[TASK OBJECTIVE]
Below are some records; find each line that carries the word "LINKED" and copy it.

(EXERCISE INPUT begins)

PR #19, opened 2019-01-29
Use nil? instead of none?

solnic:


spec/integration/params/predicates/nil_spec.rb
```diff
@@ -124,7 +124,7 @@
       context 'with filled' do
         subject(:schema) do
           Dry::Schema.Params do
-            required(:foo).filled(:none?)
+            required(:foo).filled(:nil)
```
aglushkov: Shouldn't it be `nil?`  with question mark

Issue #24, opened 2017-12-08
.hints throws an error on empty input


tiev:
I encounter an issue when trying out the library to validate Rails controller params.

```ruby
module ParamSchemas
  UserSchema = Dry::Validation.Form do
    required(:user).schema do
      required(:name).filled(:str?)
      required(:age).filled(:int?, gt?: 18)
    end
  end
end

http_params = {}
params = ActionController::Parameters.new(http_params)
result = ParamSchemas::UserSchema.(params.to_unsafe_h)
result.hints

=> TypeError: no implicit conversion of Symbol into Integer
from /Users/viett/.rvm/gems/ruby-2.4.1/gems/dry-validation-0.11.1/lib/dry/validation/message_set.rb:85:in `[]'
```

(EXERCISE INPUT ends)
(EXERCISE INPUT begins)

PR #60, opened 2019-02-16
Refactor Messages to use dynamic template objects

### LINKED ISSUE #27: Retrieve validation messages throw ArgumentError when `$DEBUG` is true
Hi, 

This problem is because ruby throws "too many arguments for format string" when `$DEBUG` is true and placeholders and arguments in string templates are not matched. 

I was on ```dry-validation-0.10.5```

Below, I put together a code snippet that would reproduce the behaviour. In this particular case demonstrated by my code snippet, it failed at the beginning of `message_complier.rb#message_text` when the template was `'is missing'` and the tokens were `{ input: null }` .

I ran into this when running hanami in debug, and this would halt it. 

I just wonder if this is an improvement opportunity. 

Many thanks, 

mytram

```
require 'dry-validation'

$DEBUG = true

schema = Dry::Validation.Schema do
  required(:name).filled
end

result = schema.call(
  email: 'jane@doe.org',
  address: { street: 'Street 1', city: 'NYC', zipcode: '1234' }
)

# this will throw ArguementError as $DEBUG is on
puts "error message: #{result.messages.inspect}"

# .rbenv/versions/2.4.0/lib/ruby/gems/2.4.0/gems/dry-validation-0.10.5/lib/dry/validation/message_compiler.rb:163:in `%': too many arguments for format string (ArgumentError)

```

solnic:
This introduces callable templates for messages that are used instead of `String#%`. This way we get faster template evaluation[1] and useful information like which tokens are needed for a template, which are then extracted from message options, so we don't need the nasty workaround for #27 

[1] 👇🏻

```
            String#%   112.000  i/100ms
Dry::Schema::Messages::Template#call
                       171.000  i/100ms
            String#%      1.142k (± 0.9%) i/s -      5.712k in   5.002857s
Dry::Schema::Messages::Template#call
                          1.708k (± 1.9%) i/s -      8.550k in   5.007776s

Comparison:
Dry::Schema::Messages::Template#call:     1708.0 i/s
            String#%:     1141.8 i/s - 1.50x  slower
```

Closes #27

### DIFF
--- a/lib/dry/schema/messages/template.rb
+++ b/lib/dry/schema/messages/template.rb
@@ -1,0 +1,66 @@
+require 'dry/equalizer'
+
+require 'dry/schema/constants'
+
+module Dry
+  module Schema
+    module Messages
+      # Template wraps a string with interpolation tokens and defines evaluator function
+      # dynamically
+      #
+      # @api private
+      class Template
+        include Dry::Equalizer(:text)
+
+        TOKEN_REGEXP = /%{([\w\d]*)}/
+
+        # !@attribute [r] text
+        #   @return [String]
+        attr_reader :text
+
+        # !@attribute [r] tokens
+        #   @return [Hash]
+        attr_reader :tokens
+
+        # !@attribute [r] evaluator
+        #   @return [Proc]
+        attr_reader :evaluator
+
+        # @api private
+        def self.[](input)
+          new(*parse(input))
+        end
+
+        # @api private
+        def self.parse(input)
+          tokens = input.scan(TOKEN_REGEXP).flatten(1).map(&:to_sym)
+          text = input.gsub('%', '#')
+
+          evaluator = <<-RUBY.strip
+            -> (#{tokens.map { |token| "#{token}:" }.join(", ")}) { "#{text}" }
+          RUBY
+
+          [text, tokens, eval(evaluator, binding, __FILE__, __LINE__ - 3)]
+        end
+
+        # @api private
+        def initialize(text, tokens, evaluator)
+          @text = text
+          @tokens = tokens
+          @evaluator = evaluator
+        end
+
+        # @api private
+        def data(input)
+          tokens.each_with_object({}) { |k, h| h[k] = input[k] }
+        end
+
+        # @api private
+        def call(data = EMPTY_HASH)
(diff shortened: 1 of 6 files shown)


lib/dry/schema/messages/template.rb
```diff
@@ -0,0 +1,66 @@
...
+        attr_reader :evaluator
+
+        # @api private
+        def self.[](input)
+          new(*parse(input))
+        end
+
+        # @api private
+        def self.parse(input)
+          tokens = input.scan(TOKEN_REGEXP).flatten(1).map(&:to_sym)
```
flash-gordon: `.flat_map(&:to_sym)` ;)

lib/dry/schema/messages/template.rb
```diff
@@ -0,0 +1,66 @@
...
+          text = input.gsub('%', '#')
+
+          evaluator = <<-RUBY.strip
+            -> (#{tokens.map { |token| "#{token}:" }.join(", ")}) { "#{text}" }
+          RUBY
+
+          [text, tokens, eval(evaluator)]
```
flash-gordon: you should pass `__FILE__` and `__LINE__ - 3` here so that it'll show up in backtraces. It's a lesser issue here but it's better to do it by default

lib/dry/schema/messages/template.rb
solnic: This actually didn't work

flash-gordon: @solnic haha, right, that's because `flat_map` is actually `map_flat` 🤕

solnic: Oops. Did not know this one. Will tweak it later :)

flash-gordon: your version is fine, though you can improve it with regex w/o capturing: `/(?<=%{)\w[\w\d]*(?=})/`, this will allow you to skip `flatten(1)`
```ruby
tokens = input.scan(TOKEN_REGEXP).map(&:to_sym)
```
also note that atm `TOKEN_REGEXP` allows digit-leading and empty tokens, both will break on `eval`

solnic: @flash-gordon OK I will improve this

(EXERCISE INPUT ends)
(EXERCISE INPUT begins)

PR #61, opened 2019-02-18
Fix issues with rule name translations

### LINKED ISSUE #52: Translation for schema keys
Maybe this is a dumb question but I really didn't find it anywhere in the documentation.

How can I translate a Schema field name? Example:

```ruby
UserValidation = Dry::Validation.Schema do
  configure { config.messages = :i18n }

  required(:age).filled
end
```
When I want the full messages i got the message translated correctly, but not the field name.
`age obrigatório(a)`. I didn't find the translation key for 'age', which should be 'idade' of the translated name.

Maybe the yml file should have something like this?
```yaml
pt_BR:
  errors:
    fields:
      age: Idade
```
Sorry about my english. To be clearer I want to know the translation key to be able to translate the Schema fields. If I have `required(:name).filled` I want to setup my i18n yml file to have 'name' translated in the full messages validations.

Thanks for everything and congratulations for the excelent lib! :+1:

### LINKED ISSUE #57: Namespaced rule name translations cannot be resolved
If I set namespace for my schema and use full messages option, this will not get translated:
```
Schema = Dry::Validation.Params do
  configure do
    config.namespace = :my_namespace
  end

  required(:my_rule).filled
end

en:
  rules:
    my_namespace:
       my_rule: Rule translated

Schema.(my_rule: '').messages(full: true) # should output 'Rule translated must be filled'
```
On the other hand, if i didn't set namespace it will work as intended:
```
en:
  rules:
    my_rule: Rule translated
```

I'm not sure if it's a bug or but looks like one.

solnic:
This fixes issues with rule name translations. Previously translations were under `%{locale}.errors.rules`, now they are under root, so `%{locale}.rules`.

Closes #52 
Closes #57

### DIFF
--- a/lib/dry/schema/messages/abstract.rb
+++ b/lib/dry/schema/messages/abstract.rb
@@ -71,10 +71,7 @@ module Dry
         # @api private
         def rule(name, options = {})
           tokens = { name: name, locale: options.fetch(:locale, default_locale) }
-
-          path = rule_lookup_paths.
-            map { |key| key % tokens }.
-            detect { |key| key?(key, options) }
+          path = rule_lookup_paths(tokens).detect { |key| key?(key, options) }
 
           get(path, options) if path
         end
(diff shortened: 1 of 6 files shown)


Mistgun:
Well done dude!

(EXERCISE INPUT ends)

[SOLUTION]
### LINKED ISSUE #27: Retrieve validation messages throw ArgumentError when `$DEBUG` is true
### LINKED ISSUE #52: Translation for schema keys
### LINKED ISSUE #57: Namespaced rule name translations cannot be resolved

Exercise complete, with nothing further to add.